## WHAT YOU SHOULD DO
The answer must be the full listing, retyped exactly.

## INFORMATION PROVIDED
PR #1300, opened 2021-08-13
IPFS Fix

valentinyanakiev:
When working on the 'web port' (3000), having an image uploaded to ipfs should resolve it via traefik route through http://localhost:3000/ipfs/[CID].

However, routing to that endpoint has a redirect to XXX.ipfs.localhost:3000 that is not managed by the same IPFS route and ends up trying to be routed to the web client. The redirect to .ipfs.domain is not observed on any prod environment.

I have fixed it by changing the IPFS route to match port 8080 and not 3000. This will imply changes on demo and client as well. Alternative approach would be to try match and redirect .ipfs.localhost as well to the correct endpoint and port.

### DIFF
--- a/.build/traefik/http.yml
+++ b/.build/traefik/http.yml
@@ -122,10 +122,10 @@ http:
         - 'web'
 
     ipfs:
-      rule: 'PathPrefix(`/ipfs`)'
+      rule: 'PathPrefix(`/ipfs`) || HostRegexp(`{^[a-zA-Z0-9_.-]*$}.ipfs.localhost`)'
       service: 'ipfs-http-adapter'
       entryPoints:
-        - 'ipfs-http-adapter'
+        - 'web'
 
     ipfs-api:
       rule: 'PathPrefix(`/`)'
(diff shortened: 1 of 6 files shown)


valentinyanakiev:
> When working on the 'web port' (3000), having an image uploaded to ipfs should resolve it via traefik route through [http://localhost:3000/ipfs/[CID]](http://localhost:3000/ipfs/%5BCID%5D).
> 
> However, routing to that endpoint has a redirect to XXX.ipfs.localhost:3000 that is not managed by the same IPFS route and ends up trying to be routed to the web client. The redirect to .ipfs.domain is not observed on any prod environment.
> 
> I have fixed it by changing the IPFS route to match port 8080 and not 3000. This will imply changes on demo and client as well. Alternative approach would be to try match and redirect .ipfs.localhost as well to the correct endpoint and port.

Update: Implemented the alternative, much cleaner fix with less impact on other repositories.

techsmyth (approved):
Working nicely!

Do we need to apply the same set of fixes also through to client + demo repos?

## RESULT BELOW
PR #1300, opened 2021-08-13
IPFS Fix

valentinyanakiev:
When working on the 'web port' (3000), having an image uploaded to ipfs should resolve it via traefik route through http://localhost:3000/ipfs/[CID].

However, routing to that endpoint has a redirect to XXX.ipfs.localhost:3000 that is not managed by the same IPFS route and ends up trying to be routed to the web client. The redirect to .ipfs.domain is not observed on any prod environment.

I have fixed it by changing the IPFS route to match port 8080 and not 3000. This will imply changes on demo and client as well. Alternative approach would be to try match and redirect .ipfs.localhost as well to the correct endpoint and port.

### DIFF
--- a/.build/traefik/http.yml
+++ b/.build/traefik/http.yml
@@ -122,10 +122,10 @@ http:
         - 'web'
 
     ipfs:
-      rule: 'PathPrefix(`/ipfs`)'
+      rule: 'PathPrefix(`/ipfs`) || HostRegexp(`{^[a-zA-Z0-9_.-]*$}.ipfs.localhost`)'
       service: 'ipfs-http-adapter'
       entryPoints:
-        - 'ipfs-http-adapter'
+        - 'web'
 
     ipfs-api:
       rule: 'PathPrefix(`/`)'
(diff shortened: 1 of 6 files shown)


valentinyanakiev:
> When working on the 'web port' (3000), having an image uploaded to ipfs should resolve it via traefik route through [http://localhost:3000/ipfs/[CID]](http://localhost:3000/ipfs/%5BCID%5D).
> 
> However, routing to that endpoint has a redirect to XXX.ipfs.localhost:3000 that is not managed by the same IPFS route and ends up trying to be routed to the web client. The redirect to .ipfs.domain is not observed on any prod environment.
> 
> I have fixed it by changing the IPFS route to match port 8080 and not 3000. This will imply changes on demo and client as well. Alternative approach would be to try match and redirect .ipfs.localhost as well to the correct endpoint and port.

Update: Implemented the alternative, much cleaner fix with less impact on other repositories.

techsmyth (approved):
Working nicely!

Do we need to apply the same set of fixes also through to client + demo repos?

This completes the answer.